The bill centralizes federal coordination and clarifies legal coverage to reduce payment scams and aid consumers, but does so in ways that may impose compliance and administrative costs, concentrate authority at Treasury, and reduce advisory transparency.
Low-income consumers and other users of digital payments will get coordinated recommendations and public guidance to better detect and avoid payment scams, likely reducing fraud losses.
Financial institutions, payment networks, and regulators gain a federal Task Force/forum to coordinate fraud prevention and incident response, improving detection and information-sharing across industry and law enforcement.
Individuals and platforms get clearer legal coverage because the Act explicitly defines 'payment' to include electronic person-to-person transfers, reducing ambiguity for digital transactions.
The broad statutory definition of 'payment' could capture many services and impose new compliance costs on platforms, intermediaries, and small businesses.
Exempting the Task Force from the Federal Advisory Committee Act reduces public oversight and transparency of its deliberations and membership.
Concentrating lead authority at the Treasury Secretary centralizes rulemaking influence and may limit input from other agencies, stakeholders, and affected parties.
Based on analysis of 3 sections of legislative text.
Creates a Treasury-chaired Task Force to study, coordinate on, and report public findings and recommendations to address electronic payment scams, with annual updates and a limited sunset.
Introduced August 8, 2025 by Zach Nunn · Last progress August 8, 2025
Creates a federal Task Force led by the Treasury Department to study electronic payment scams, coordinate across agencies and industry, and produce public reports with recommendations.
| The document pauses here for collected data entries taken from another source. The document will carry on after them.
PR #492, opened 2022-03-28
Handle `sp_runtime::ModuleError` substrate updates

### LINKED ISSUE #491: Subxt integration tests failed against latest Substrate build.

lexnv:
The following change was introduced in substrate via [Allow pallet error enum variants to contain fields #10242](https://github.com/paritytech/substrate/pull/10242).

```
DispatchError::Module ( sp_runtime::ModuleError { index: u8, error: u8 } 
```
->
```
DispatchError::Module ( sp_runtime::ModuleError { index: u8, error: [u8; 4] } )
```

This PR handles the error of type `[u8; 4]` while maintaining backward compatibility.

Closes #491 

### Testing Done

- new substrate binary

```
fn module_error_indices(&self) -> Option<::subxt::ModuleErrorRaw> {
    if let Self::Module(module_error) = self {
        Some(::subxt::ModuleErrorRaw {
            pallet_index: module_error.index,
            error: module_error.error,
        })
    } else {
        None
    }
}
```

- legacy format

```
fn module_error_indices(&self) -> Option<::subxt::ModuleErrorRaw> {
    if let Self::Module(module_error) = self {
        Some(::subxt::ModuleErrorRaw {
            pallet_index: module_error.index,
            error: [module_error.error, 0, 0, 0],
        })
    } else {
        None
    }
}
```

- named format

```
fn module_error_indices(&self) -> Option<::subxt::ModuleErrorRaw> {
    if let &Self::Module { index, error } = self {
        Some(::subxt::ModuleErrorRaw {
            pallet_index: index,
            error: [error, 0, 0, 0],
        })
    } else {
        None
    }
}
```


codegen/src/api/errors.rs
```diff
@@ -74,9 +106,16 @@ pub fn generate_has_module_error_impl(
             }
         }
     } else {
+        let error_conversion = if module_legacy_err {
+            quote! { module_error.error }
+        } else {
+            // Convert [u8; 4] errors to legacy format.
```
lexnv, line 112: Error number is obtained as per: https://github.com/paritytech/substrate/pull/10242/files#diff-a8382c7a11352cf83fe1e60f06e0a9059a00443155b0a8e3189de37bc9ac4fedR1586.
Wondering if we could do more here. What do you think?

codegen/src/api/errors.rs
```diff
@@ -38,31 +38,63 @@ pub fn generate_has_module_error_impl(
...
-            .unwrap_or_else(|| {
-                abort_call_site!(
-                    "DispatchError::Module expected to contain 1 or more fields"
-                )
-            })
-            .name()
-            .is_some();
-        are_fields_named
+
+        let module_field = module_variant.fields().get(0).unwrap_or_else(|| {
```
jsdw, line 66: I find it a little hard following the two-booleans and nested if chains; how about defining a small enum like

```rust
enum ModuleErrorType {
    Case1,
    Case2,
    Case3,
}
```

And then perhaps tweaking the if statements to get rid of some nesting. Perhaps we can move this check to a different function for instance so that early returns are easy? Something like:

```rust
fn module_error_type(...) -> ModuleErrorType {    
    // if the fields are named, this is case 1; the oldest.
    if !module_field.name().is_none() {
        return ModuleErrorType::Case1
    }

    // get the error struct
    let module_err = metadata
        .types
        .resolve(module_field.ty().id())
        .unwrap_or_else(|| {
            abort_call_site!("sp_runtime::ModuleError type expected in metadata")
        });

    let error_type_def = match module_err.type_def() {
        TypeDef::Composite(composite) => composite,
        _ => abort_call_site!("sp_runtime::ModuleError type should be a composite type")
    };

    let error_field_in_composite = error_type_def
        .fields()
        .iter()
        .find(|field| field.name() == Some(&"error".to_string()))
        .unwrap_or_else(|| {
            abort_call_site!(
                "sp_runtime::ModuleError expected to contain error field"
            )
        });

    // if error type is u8, case2, else assume it's [u8; 4]
    if error_field.type_name() == Some(&"u8".to_string()) {
        ModuleErrorType::Case2
    } else {
        ModuleErrorType::Case3
    }
}
```

(Code completely untested). What do you reckon?

codegen/src/api/errors.rs
jsdw: I'm not sure what the other 3 bytes in that new `[u8; 4]` will do yet; it's prolly worth trying to find out (perhaps a question in dumb questions to see who answers?). But offhand, I'm sortof happy to do either: 

- drop back to the legacy single-u8 and accept that information will be lost (whatever it is), or 
- always end up with a `[u8; 4]` so that we preserve whatever additional info is there (I get the impression that setting the other 3 bytes to 0 when porting from the legacy formats will be ok).

@ascjones any thoughts?

codegen/src/api/errors.rs
lexnv: Indeed, that makes more sense to have a different function. Especially for supporting multiple versions, better change it now and simplify maintainability going forward :D Thanks for feedback

codegen/src/api/errors.rs
ascjones: I think while we are doing this, we should at the minimum expose the raw bytes so the user can extract any information that might be in there now or in the future. 

One way would be to modify [`HasModuleError`:](https://github.com/paritytech/subxt/blob/e866d744de5e8c4d43b5673701dd6b5232a1b7d1/subxt/src/error.rs#L190) to give access to the `[u8; 4]` possibly by changing the return type of `(u8, u8)` to include that (maybe promote to a struct).

Better than throwing that away, and once usage patterns emerge of that `[u8; 4]` we can add some structure to it.

codegen/src/api/errors.rs
```diff
@@ -18,7 +18,104 @@ use frame_metadata::v14::RuntimeMetadataV14;
...
+    // Get the error field from the `sp_runtime::ModuleError` structure.
+    let error_field = error_type_def
+        .fields()
+        .iter()
+        .find(|field| field.name() == Some(&"error".to_string()))
+        .unwrap_or_else(|| {
+            abort_call_site!("sp_runtime::ModuleError expected to contain error field")
+        });
+
+    if error_field.type_name() == Some(&"u8".to_string()) {
```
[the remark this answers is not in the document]
lexnv: That makes sense, added to the latest revision. Thanks!

codegen/src/api/errors.rs
```diff
@@ -18,7 +18,104 @@ use frame_metadata::v14::RuntimeMetadataV14;
...
+        ModuleErrorType::LegacyError
+    } else {
```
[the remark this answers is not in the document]
lexnv: Added to latest, thanks!

codegen/src/api/errors.rs
lexnv: That makes sense, have updated it with a `ModuleErrorRaw` that is exposed to the customer on the error path, as part of the `ModuleError`. 
We still do the conversion to error string assuming the error index is indeed the first byte. We could extend it further once the XCM is introduced.
What do you think? 😄

subxt/src/error.rs
```diff
@@ -182,6 +182,20 @@ pub struct ModuleError {
...
+    /// A raw byte representation of the error.
+    pub raw: ModuleErrorRaw,
+}
+
+/// The raw error details about a module error that has occurred.
+///
+/// **Note**: Structure used to obtain the underlying bytes of a ModuleError.
+#[derive(Clone, Debug, thiserror::Error)]
+#[error("Pallet index {pallet_index}: raw error: {error:?}")]
+pub struct ModuleErrorRaw {
```
ascjones, line 194: Could do with a more descriptive name e.g. `ModuleErrorLookup` or `ModuleErrorData`

subxt/src/error.rs
```diff
@@ -190,5 +204,5 @@ pub struct ModuleError {
 pub trait HasModuleError {
     /// If the error has a `Module` variant, return a tuple of the
     /// pallet index and error index. Else, return `None`.
-    fn module_error_indices(&self) -> Option<(u8, u8)>;
+    fn module_error_indices(&self) -> Option<ModuleErrorRaw>;
```
ascjones, line 207: This method should be renamed depending on what name you choose for `ModuleErrorRaw`

subxt/src/transaction.rs
```diff
@@ -389,14 +389,17 @@ impl<'client, T: Config, E: Decode + HasModuleError, Evs: Decode>
...
-                if let Some((pallet_idx, error_idx)) =
-                    dispatch_error.module_error_indices()
-                {
-                    let details = self.client.metadata().error(pallet_idx, error_idx)?;
+                if let Some(raw_error) = dispatch_error.module_error_indices() {
+                    // Error index is utilized as the first byte from the error array.
+                    let details = self
+                        .client
+                        .metadata()
+                        .error(raw_error.pallet_index, raw_error.error[0])?;
```
ascjones, line 397: It would be better to encapsulate `raw_error.error[0])` in a method e.g. `raw_error.error_index()`

codegen/src/api/errors.rs
ascjones: Yes looks good I have added some nitpicks see below

ascjones (approved):
LGTM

The Task Force includes federal agencies, payment industry and consumer representatives, must meet and report within set timelines, is exempt from the Federal Advisory Committee Act, and sunsets three years after its first report. The measure defines key terms, sets membership and meeting requirements, requires an initial public report within one year and annual updates, and does not specify new funding or appropriations.